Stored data

PR #5211, opened 2019-05-10
Compile heredocs to template literals

helixbass:
@GeoffreyBooth here's a PR to generate JS template literals when compiling heredocs

This is WIP in the sense that:
1. A test is currently failing:
  `test/strict.coffee` won't run in Node, failing with `SyntaxError: Octal escape sequences are not allowed in strict mode.`

  I don't fully grasp what's going on here - it looks like the fact that eg `'''\08'''` now compiles to `` `\08` `` (instead of `'\08'`) is causing it not to run. Does the presence of a template literal trigger strict mode in Node or something?

  And it looks like we forbid octal escapes in strings but only involving the digits `0`-`7` (see `validateEscapes()` in the lexer)? So what exactly is `'\08'`? A non-octal octal escape?

  In ASTExplorer, the AST for `'\08'` (using `babylon7` parser) contains `value: "\u00008"`. So isn't that parsing it as a null escape (or whatever `\0` is called) followed by the character `8`?

2. I'm a little worried that there would be other obscure edge cases like this (that aren't covered by tests) that would make this a breaking change. So would appreciate your insight

But in general this is working

> if it found any newlines it would output the string as a template literal with real newlines

I'd also initially only generated template literal AST when the heredoc included a newline, but ended up always generating template literal AST for heredocs (regardless of whether there's a newline)

I don't remember exactly what triggered me making that change for AST, but it ends up being simpler/more symmetrical to not distinguish the includes-newlines case. Eg otherwise it'd be a little weird (at least from an AST perspective) that if you just added a linebreak to an existing heredoc, its AST would change from a `StringLiteral` to a `TemplateLiteral`

So similarly here it's always generating a template literal for heredocs (regardless of whether it includes a newline or not)


src/nodes.coffee
```diff
@@ -961,16 +961,25 @@ exports.StringLiteral = class StringLiteral extends Literal
       @double
     }
 
+    @unquotedValueForTemplateLiteral = makeDelimitedLiteral val, {
```
helixbass: Again, we get into the territory of actual-string-literal vs text-chunk-of-interpolated-string

I'm not sure that's fully untangled yet but I think this is an improvement - rather than always quoting the value here in `StringLiteral::constructor()` and then undoing that quoting in a couple places (in a mutating way), it creates the different unquoted variants it may need here and then uses those later as needed. I got rid of `StringLiteral::unquote()` entirely

src/nodes.coffee
```diff
@@ -961,16 +961,25 @@ exports.StringLiteral = class StringLiteral extends Literal
...
+    @unquotedValueForJSX = makeDelimitedLiteral val, {
+      @double
+      escapeNewlines: no
+      includeDelimiters: no
+      escapeDelimiter: no
+    }
+
   compileNode: (o) ->
-    return [@makeCode @unquote(yes, yes)] if @jsx
+    return StringWithInterpolations.fromStringLiteral(@).compileNode o if @shouldGenerateTemplateLiteral()
```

== TASK PROMPT ==
Each line from the top of the records above through the line containing "1. A test is" needs to be transcribed exactly, and no line after it.

== SOLUTION BELOW ==
PR #5211, opened 2019-05-10
Compile heredocs to template literals

helixbass:
@GeoffreyBooth here's a PR to generate JS template literals when compiling heredocs

This is WIP in the sense that:
1. A test is currently failing:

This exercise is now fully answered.